Vergelte! (German Edition) by Siegfried Langer

Vergelte! (German Edition) by Siegfried Langer

Autor:Siegfried Langer [Langer, Siegfried]
Die sprache: deu
Format: epub
veröffentlicht: 2015-03-11T00:00:00+00:00


21. Kapitel

Rückblende: Der Fall Jana Matuschek

Der rote Opel Astra fuhr, von der Potsdamer Straße kommend, die Kurfürstenstraße entlang, gemächlich, beinahe im Schritttempo. Sein Fahrer musterte die Frauen am Straßenrand. Die meisten von ihnen sahen ihm im Lichte der Straßenlaternen direkt ins Gesicht, blickten verführerisch, sprachen Worte, die der Fahrer nicht hören, aber dennoch verstehen konnte.

Für jeden Freier fand sich hier die Richtige.

Stand man mehr auf Rubensfiguren oder mehr auf Schlanke, mochte man blond, schwarz oder auch rot, oder bevorzugte man Lack- und Lederklamotten oder doch eher den Typ Hausfrau: In der Kurfürstenstraße waren sie alle zu finden.

Die Kleine auf Höhe des Möbelhauses an der Genthiner Straße gefiel dem Fahrer.

Klein, schmächtig, kräftig geschminkt. Ein knappes rosafarbenes Top, das gerade eben ihre Brüste bedeckte. Eine weiße Hose aus Leder, die diese Bezeichnung kaum verdiente, so knapp war sie geschnitten. Stiefel, die bis zu den Knien reichten, aus dem gleichen Material, in der gleichen Farbe.

Sie wirkte wie einundzwanzig und doch wurde ihm bei näherem Hinsehen klar, dass sie noch lange nicht volljährig war.

Selbst wenn er gewusst hätte, dass sie bisher nicht einmal ihren sechzehnten Geburtstag gefeiert hatte, es wäre ihm egal gewesen. Ganz im Gegenteil: je jünger, desto besser.

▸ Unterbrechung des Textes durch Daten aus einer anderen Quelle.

PR #7892, opened 2024-11-25
[RTG][Elaboration] Elaboration support for Bags

maerhart:


fabianschuiki (approved):
I'm not too familiar with the RTG details, but the code and tests look good to me! :+1:

PR #7893, opened 2024-11-25
[MooreToCore] Lower the unpacked array type to `hw.array`

slowlime:
This add a type conversion for unpacked arrays, mapping them to `hw.array`. The approach is analogous to how unpacked structs are currently handled.

As far as I understand, `hw.uarray` would be more appropriate in the future, especially once it's moved to SV. However, no operation accepts this type yet. I'm not sure what the consensus is as to whether the operation set should be extended to accommodate unpacked arrays (by adding new operations or "overloading" existing ones that deal with `hw.array`s). Using packed arrays for the time being sidesteps this question.

### DIFF
--- a/lib/Conversion/MooreToCore/MooreToCore.cpp
+++ b/lib/Conversion/MooreToCore/MooreToCore.cpp
@@ -1447,6 +1447,16 @@ static void populateTypeConversion(TypeConverter &typeConverter) {
     return {};
   });
 
+  // FIXME: Unpacked arrays support more element types than their packed
+  // variants, and as such, mapping them to hw::Array is somewhat naive. See
+  // also the analogous note below concerning unpacked struct type conversion.
+  typeConverter.addConversion(
+      [&](UnpackedArrayType type) -> std::optional<Type> {
+        if (auto elementType = typeConverter.convertType(type.getElementType()))
+          return hw::ArrayType::get(elementType, type.getSize());
+        return {};
+      });
+
   typeConverter.addConversion([&](StructType type) -> std::optional<Type> {
     SmallVector<hw::StructType::FieldInfo> fields;
     for (auto field : type.getMembers()) {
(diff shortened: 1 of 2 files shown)


fabianschuiki (approved):
LGTM! Thanks for adding this :+1:. I like the idea of just treating unpacked arrays as packed for now, and then build out the subtle differences later on.

fabianschuiki:
Feel free to get [LLVM commit access](https://llvm.org/docs/DeveloperPolicy.html#obtaining-commit-access) such that the CI builds for your PRs run automatically and you can merge your own PRs one you've gotten reviews and are happy with everything :slightly_smiling_face:.

hailongSun2000:
Hey, @slowlime. I ever attempted to convert `moore.unpacked_array` into `hw.array`. But I failed if I remember correctly. Maybe you can test `logic [3:0][7:0] uarr [0:3][0:7];`.

slowlime:
> I ever attempted to convert `moore.unpacked_array` into `hw.array`. But I failed if I remember correctly. Maybe you can test `logic [3:0][7:0] uarr [0:3][0:7];`.

@hailongSun2000 Hm, that's interesting because the type conversion itself succeeds even given nested arrays — I've just pushed a commit to test this too. (FWIW, I've also tried running `circt-verilog` on a SV module containing the code you've suggested, along with stuff to prevent it from getting DCE'd, and found it works fine.)

On the other hand, multidimensional arrays don't seem usable currently because `moore.extract` is translated to `hw.array_slice` instead of `hw.array_get` (#7918).

hailongSun2000:
Yeah, great catch :smiley:. The `moore. unpacked_array` is unavailable now in `moore.extract(_ref)`.

slowlime:
Hey, I was wondering if you could merge this, please? I'm not sure if I want commit access for myself yet.

PR #7898, opened 2024-11-26
[circt-bmc] Drop outdated integration test

TaoBi22:
This test was made for an outdated version of circt-bmc and only passes now because of a bug (fix incoming!)


maerhart (approved):
LGTM!

PR #7899, opened 2024-11-26
[MooreToCore] Support pows and powu op

### LINKED ISSUE #7626: [MooreToCore] Support pow op
Add support for the `moore.pow*` ops in MooreToCore: https://chipsalliance.github.io/sv-tests-results/?v=circt_verilog+11.4.3+binary_op_pow

Max-astro:
Fixes #7626

### DIFF
--- a/lib/Conversion/MooreToCore/MooreToCore.cpp
+++ b/lib/Conversion/MooreToCore/MooreToCore.cpp
@@ -1174,6 +1174,84 @@ struct ShrOpConversion : public OpConversionPattern<ShrOp> {
   }
 };
 
+struct PowUOpConversion : public OpConversionPattern<PowUOp> {
+  using OpConversionPattern::OpConversionPattern;
+
+  LogicalResult
+  matchAndRewrite(PowUOp op, OpAdaptor adaptor,
+                  ConversionPatternRewriter &rewriter) const override {
+    Type resultType = typeConverter->convertType(op.getResult().getType());
+
+    Location loc = op.getLoc();
+    auto intType = cast<IntType>(op.getRhs().getType());
+
+    // transform a ** b into scf.for 0 to b step 1 { init *= a }, init = 1
+    Type integerType = rewriter.getIntegerType(intType.getWidth());
+    Value lowerBound = rewriter.create<hw::ConstantOp>(loc, integerType, 0);
+    Value upperBound =
+        rewriter.create<ConversionOp>(loc, integerType, op.getRhs());
+    Value step = rewriter.create<hw::ConstantOp>(loc, integerType, 1);
+
+    Value initVal = rewriter.create<hw::ConstantOp>(loc, resultType, 1);
+    Value lhsVal = rewriter.create<ConversionOp>(loc, resultType, op.getLhs());
+
+    auto forOp = rewriter.create<scf::ForOp>(
+        loc, lowerBound, upperBound, step, ValueRange(initVal),
+        [&](OpBuilder &builder, Location loc, Value i, ValueRange iterArgs) {
+          Value loopVar = iterArgs.front();
+          Value mul = rewriter.create<comb::MulOp>(loc, lhsVal, loopVar);
+          rewriter.create<scf::YieldOp>(loc, ValueRange(mul));
+        });
+
+    rewriter.replaceOp(op, forOp.getResult(0));
+
+    return success();
+  }
+};
+
+struct PowSOpConversion : public OpConversionPattern<PowSOp> {
+  using OpConversionPattern::OpConversionPattern;
+
+  LogicalResult
+  matchAndRewrite(PowSOp op, OpAdaptor adaptor,
+                  ConversionPatternRewriter &rewriter) const override {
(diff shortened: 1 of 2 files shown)


Max-astro:
Hi @fabianschuiki , I have incorporated the advice from you and @maerhart . Please let me know if there are any issues with my code or the test cases.

Thank you so much for taking the time to review this. I really appreciate your feedback! :)

lib/Conversion/MooreToCore/MooreToCore.cpp
```diff
@@ -1174,6 +1174,111 @@ struct ShrOpConversion : public OpConversionPattern<ShrOp> {
...
+
+    Location loc = op.getLoc();
+    auto intType = cast<IntType>(op.getRhs().getType());
+    if (auto baseOp = op.getLhs().getDefiningOp<ConstantOp>()) {
+      if (baseOp.getValue() == 2) {
+        Value constOne = rewriter.create<ConstantOp>(loc, intType, 1);
+        rewriter.replaceOpWithNewOp<ShlOp>(op, constOne, op.getRhs());
+        return success();
+      }
+    }
```
fabianschuiki, line 1193: This would be fantastic to have as a canonicalization in the Moore dialect! Could you move this into the canonicalizer of `moore::PowUOp`? (You might have to add a `let hasCanonicalizeMethod = 1` to the `PowUOp` definition in the `MooreOps.td` file.)

lib/Conversion/MooreToCore/MooreToCore.cpp
```diff
@@ -1174,6 +1174,111 @@ struct ShrOpConversion : public OpConversionPattern<ShrOp> {
...
+            op, op.getLhs().getType(), isNegative);
+        Block *thenBlock = rewriter.createBlock(&condOp.getTrueRegion());
+        rewriter.setInsertionPointToStart(thenBlock);
+        rewriter.create<YieldOp>(loc, constZero);
+        Block *elseBlock = rewriter.createBlock(&condOp.getFalseRegion());
+        rewriter.setInsertionPointToStart(elseBlock);
+        rewriter.create<YieldOp>(loc, shift);
+        return success();
+      }
+    }
```
fabianschuiki, line 1245: This would be fantastic to have as a canonicalization in the Moore dialect! Could you move this into the canonicalizer of `moore::PowSOp`? (You might have to add a `let hasCanonicalizeMethod = 1` to the `PowSOp` definition in the `MooreOps.td` file.)

lib/Conversion/MooreToCore/MooreToCore.cpp
```diff
@@ -1174,6 +1174,111 @@ struct ShrOpConversion : public OpConversionPattern<ShrOp> {
...
+                                                     rhsVal, constZero);
+
+    // if the exponent is negative, lhsVal = 1 / lhs, upperBound = -rhs
+    Value invLhs = rewriter.create<comb::DivUOp>(
+        loc, rewriter.create<hw::ConstantOp>(loc, resultType, 1), lhsVal);
+    Value negRhs = rewriter.create<comb::SubOp>(loc, constZero, rhsVal);
+
+    lhsVal = rewriter.create<comb::MuxOp>(loc, isNegative, invLhs, lhsVal);
+    Value upperBound =
+        rewriter.create<comb::MuxOp>(loc, isNegative, negRhs, rhsVal);
```
fabianschuiki, line 1262: If the exponent is negative, can this ever produce anything besides 0? Since these are integers, I'd assume `1 / lhs` to always return 0, since there are no fractional numbers. We'll have to figure out a way to represent real numbers, but you could check if the `PowSOp` type is a `moore::IntType`, and only implement integers for now. (We don't really have a lowering for SystemVerilog's `real` type yet. That would be cool to add at some point -- but we'd probably have to map that to the `arith` MLIR dialect and MLIR's standard floating-point type.)

lib/Conversion/MooreToCore/MooreToCore.cpp
Max-astro: Thanks again for your review. 

I just wanted to let you know that I followed this suggestion. 
> @maerhart : Unfortunately, canonicalization patterns and conversion patterns are not compatible, so you also need to replicate the existing canonicalization patterns functionality inside the conversion pattern.

The functions `PowSOp::canonicalize` and `PowUOp::canonicalize` already exist, and the two sections of code mentioned above were duplicated from them.

lib/Conversion/MooreToCore/MooreToCore.cpp
Max-astro: This is a really good point, and I hadn't considered this question before. Is there a better way to handle the negative exponent situation? Should I remove the `comb::DivUOp` and skip the `scf.for` loop, then return const zero like the `PowSOp::canonicalize` function did?

Max-astro: Thank you so much for your guidance and patience!  Based on your suggestions, I've made some updates to the code and tests. 😃

fabianschuiki (approved):
Really cool! Thanks for implementing this :smiley:

PR #7900, opened 2024-11-26
[circt-bmc][VerifToSMT] Pop existing assertions on each cycle

TaoBi22:
This fixes a bug with circt-bmc where assertions on each cycle are never popped from the stack - as a result, if a property holds on the first cycle, it will always hold (as the unsatisfiable assertion never goes away). I haven't included an integration test in this PR because a meaningful integration test needs initial value support in circt-bmc - I have a branch to add this that I'll PR once this is merged.


maerhart (approved):
LGTM! Thanks for fixing this bug 💯

PR #7903, opened 2024-11-26
[circt-bmc][VerifToSMT] Add initial value support

TaoBi22:
Changes circt-bmc to use the initial values added to the BMC op in #7729 to initialize register states - this should mean circt-bmc can now check meaningful properties! :tada: 

The added integration test checks whether the counter value always stays below a certain value with different time bounds, which also functions as a check that assertions are getting popped as mentioned in #7900

### DIFF
--- a/lib/Conversion/VerifToSMT/VerifToSMT.cpp
+++ b/lib/Conversion/VerifToSMT/VerifToSMT.cpp
@@ -9,6 +9,7 @@
 #include "circt/Conversion/VerifToSMT.h"
 #include "circt/Conversion/HWToSMT.h"
 #include "circt/Dialect/SMT/SMTOps.h"
+#include "circt/Dialect/SMT/SMTTypes.h"
 #include "circt/Dialect/Seq/SeqTypes.h"
 #include "circt/Dialect/Verif/VerifOps.h"
 #include "circt/Support/Namespace.h"
@@ -208,6 +209,7 @@ struct VerifBoundedModelCheckingOpConversion
 
     unsigned numRegs =
         cast<IntegerAttr>(op->getAttr("num_regs")).getValue().getZExtValue();
+    auto initialValues = cast<ArrayAttr>(op->getAttr("initial_values"));
 
     auto initFuncTy = rewriter.getFunctionType({}, initOutputTy);
     // Loop and init output types are necessarily the same, so just use init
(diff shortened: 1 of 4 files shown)


lib/Conversion/VerifToSMT/VerifToSMT.cpp
```diff
@@ -208,6 +209,7 @@ struct VerifBoundedModelCheckingOpConversion
 
     unsigned numRegs =
         cast<IntegerAttr>(op->getAttr("num_regs")).getValue().getZExtValue();
+    auto initialValues = cast<ArrayAttr>(op->getAttr("initial_values"));
```
maerhart, line 212: There should be an ODS generated getter for the attribute. It's not great to hardcode the attribute name here.

lib/Conversion/VerifToSMT/VerifToSMT.cpp
```diff
@@ -272,9 +274,19 @@ struct VerifBoundedModelCheckingOpConversion
...
-        inputDecls.push_back(rewriter.create<smt::DeclareFunOp>(loc, newTy));
+        continue;
       }
+      if (curIndex >= oldCircuitInputTy.size() - numRegs) {
+        auto initVal =
+            initialValues[curIndex - oldCircuitInputTy.size() + numRegs];
+        if (auto initIntAttr = dyn_cast<IntegerAttr>(initVal)) {
+          inputDecls.push_back(rewriter.create<smt::BVConstantOp>(
+              loc, initIntAttr.getValue().getSExtValue(),
+              dyn_cast<smt::BitVectorType>(newTy).getWidth()));
```
maerhart, line 285: If we are sure it can only be a BV we can to a `cast`, but don't we have to check if the type is a BV and error out otherwise? Are we doing this already somewhere?
It might also be possible to query the dialect's constant materializer.
```suggestion
              cast<smt::BitVectorType>(newTy).getWidth()));
```

maerhart (approved):
LGTM! Very nice that these examples work properly now. 🎉

I think we should change the assembly format of the bmc op a bit in the future. It's a bit confusing to see which of the block arguments and terminator operands are regular inputs/outputs, registers, state values, etc.

lib/Conversion/VerifToSMT/VerifToSMT.cpp
TaoBi22: Good point, I'll swap that and the num_regs one over!

lib/Conversion/VerifToSMT/VerifToSMT.cpp
TaoBi22: Good point! I'll try and swap to the constant materializer, that should be a lot nicer

PR #7670, opened 2024-10-06
SCF IndexSwitch to nested If-Else

jiahanxie353:
This transform is meant for dialects that inherently does not have a `switch` control statement (like Calyx)

PR #7905, opened 2024-11-26
SCF IndexSwitch to nested If-Else

jiahanxie353:
This transform is meant for dialects that inherently does not have a switch control statement (like Calyx).
And fixes valgrind issue, which was a problem here: https://github.com/llvm/circt/pull/7670


jiahanxie353:
I fixed the valgrind locally without major changes; so I'll just merge it after CI passes and hopefully it should pass the nightly integration test
cc @seldridge @cgyurgyik @rachitnigam

cgyurgyik:
Curiously, what was the issue?

jiahanxie353:
> Curiously, what was the issue?

I directly erased the block still owned by operations, causing invalid memory access. So I used `inlineRegion` to handle the ownership and block lists issue

PR #7907, opened 2024-11-26
[FIRRTL] Remove all traces of OMIR JSON support.

mikeurbach:
This legacy system for representing an object model has been replaced by FIRRTL classes, objects, and properties. This removes the old system completely.

The main change is removing the EmitOMIR pass completely, but there are several other things related to OMIR JSON to clean up. This includes command line options and annotations for specifying input and output OMIR JSON, as well as support for parsing the JSON and scattering OMIR tracker annotations. Any tests related to the above were also removed.


include/circt/Dialect/FIRRTL/AnnotationDetails.h
```diff
@@ -48,10 +48,6 @@ constexpr const char *traceNameAnnoClass =
 constexpr const char *traceAnnoClass =
     "chisel3.experimental.Trace$TraceAnnotation";
 
-constexpr const char *omirAnnoClass =
-    "freechips.rocketchip.objectmodel.OMIRAnnotation";
-constexpr const char *omirFileAnnoClass =
-    "freechips.rocketchip.objectmodel.OMIRFileAnnotation";
 constexpr const char *omirTrackerAnnoClass =
     "freechips.rocketchip.objectmodel.OMIRTracker";
```
seldridge, line 52: This can also go. If you don't handle it in this PR, I can deal with with it in a follow-on. 

This does mean that the `shouldBeDeleted` (or can be) function needs to be updated.

seldridge (approved):
Awesome. If there's any residue after this I am more than happy to deal with it.

include/circt/Dialect/FIRRTL/AnnotationDetails.h
mikeurbach: Yep, I'll pull this thread

mikeurbach: This is now going deeper than I wanted... I'm starting to look at the changes to IMDCE and I'm nervous I've missed something... So, I broke it out and I've sent a draft PR here, based on this branch for now: https://github.com/llvm/circt/pull/7908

Er stieg auf die Bremse. Die Kleine näherte sich, und er beugte sich über den Beifahrersitz. Kaum hatte er das Fenster heruntergekurbelt, da streckte sie auch schon ihren Kopf herein.

»Na, Süßer, hast du Lust?«

Die Antwort stand ihm ins Gesicht geschrieben, und so sprach sie weiter.

»Blasen dreißig Mark, ficken achtzig.«

Ohne weitere Aufforderung öffnete sie die Wagentür und stieg ein. Sie lotste ihn hinüber zu der alten Villa am südlichen Ende der Kielganstraße, einer Sackgasse. Während der kurzen Fahrt schwiegen sie, und dem Mädchen kam es so vor, als würde der Freier den Weg bereits kennen.

Zielstrebig gingen sie zum Eingang, und das Mädchen wusste, dass hinter der Gardine im Erdgeschoss jemand stand, der sie beobachtete.

Er passte auf, dass nichts passierte, dafür gab sie ihm einen Teil ihres Verdienstes ab. Viel zu viel ihrer Meinung nach, doch sie hatte keine andere Wahl.

Der Straßenstrich war ihre einzige Einnahmequelle, seit ihr Vater sie hinausgeworfen hatte. Hinausgeworfen, weil sie seiner neuen Freundin im Weg gewesen war. Um die Ursache zu erkennen, war sie alt genug: Eifersucht.

Noch vor anderthalb Jahren war ihre Welt in Ordnung gewesen. Da hatte ihre Mutter noch gelebt. Von der Krebsdiagnose bis zum Tod waren lediglich drei Monate vergangen.

In der Villa herrschte ein einfaches System. Hinter jeder der Türen, die geöffnet waren, stand ein freies Zimmer zur Verfügung. Sie lief mit dem Freier an drei geschlossenen Türen vorbei, dann hatte sie Glück.

»Und?«, fragte sie, während sie auf dem Bett Platz nahm und ihn musterte. »Worauf stehst du?«

»Nimmst du Drogen?«

»Was?«

»Das kleine Heftpflaster in deiner Armbeuge.«

»Ach, das. Nein, nein, ich war heute bei der Blutspende«, log sie und ihr war sofort klar, dass der Mann sie durchschaute. Dennoch hakte er nicht nach. Es schien ihn nicht zu kümmern.

»Ich habe etwas ausgefallenere Fantasien«, druckste er herum.

Damit hatte sie bislang nicht sehr viele Erfahrungen. Aber sie wusste, dass alles, was nicht der Norm entsprach, auch einen höheren Preis wert war.